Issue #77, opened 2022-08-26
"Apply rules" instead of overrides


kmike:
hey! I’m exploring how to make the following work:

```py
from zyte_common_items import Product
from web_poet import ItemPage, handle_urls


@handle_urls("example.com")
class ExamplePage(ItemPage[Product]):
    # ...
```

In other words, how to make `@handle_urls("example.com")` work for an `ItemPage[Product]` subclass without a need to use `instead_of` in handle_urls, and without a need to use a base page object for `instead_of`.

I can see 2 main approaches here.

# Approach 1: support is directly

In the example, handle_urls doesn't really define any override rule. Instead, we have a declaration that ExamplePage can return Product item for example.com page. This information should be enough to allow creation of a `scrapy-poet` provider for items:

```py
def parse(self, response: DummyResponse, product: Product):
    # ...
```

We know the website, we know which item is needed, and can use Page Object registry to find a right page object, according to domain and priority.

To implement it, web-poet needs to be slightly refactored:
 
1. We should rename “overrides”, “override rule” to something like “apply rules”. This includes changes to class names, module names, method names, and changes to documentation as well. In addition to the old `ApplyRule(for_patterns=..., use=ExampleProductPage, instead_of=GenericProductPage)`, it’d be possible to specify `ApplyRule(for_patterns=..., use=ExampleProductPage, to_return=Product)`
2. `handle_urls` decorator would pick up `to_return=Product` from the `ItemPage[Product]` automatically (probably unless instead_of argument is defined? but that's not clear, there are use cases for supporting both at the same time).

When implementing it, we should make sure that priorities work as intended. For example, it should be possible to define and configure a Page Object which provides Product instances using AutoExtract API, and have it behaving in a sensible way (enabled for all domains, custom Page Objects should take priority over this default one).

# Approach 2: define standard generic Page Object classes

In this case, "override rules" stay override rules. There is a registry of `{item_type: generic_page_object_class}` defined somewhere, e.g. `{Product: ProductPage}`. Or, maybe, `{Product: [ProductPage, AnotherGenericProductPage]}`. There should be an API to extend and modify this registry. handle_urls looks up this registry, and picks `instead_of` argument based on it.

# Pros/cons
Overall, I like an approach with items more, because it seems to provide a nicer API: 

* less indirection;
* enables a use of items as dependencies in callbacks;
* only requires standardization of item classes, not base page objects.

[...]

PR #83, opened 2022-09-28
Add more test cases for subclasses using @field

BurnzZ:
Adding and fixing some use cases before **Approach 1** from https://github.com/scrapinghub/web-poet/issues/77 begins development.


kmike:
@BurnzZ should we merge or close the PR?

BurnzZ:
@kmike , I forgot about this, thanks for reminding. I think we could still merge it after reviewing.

──────────────────────────────

EXERCISE DESCRIPTION
Across the entries above, tally the lines that contain the string "work" and give that figure alone.

SOLUTION TO THE EXERCISE
3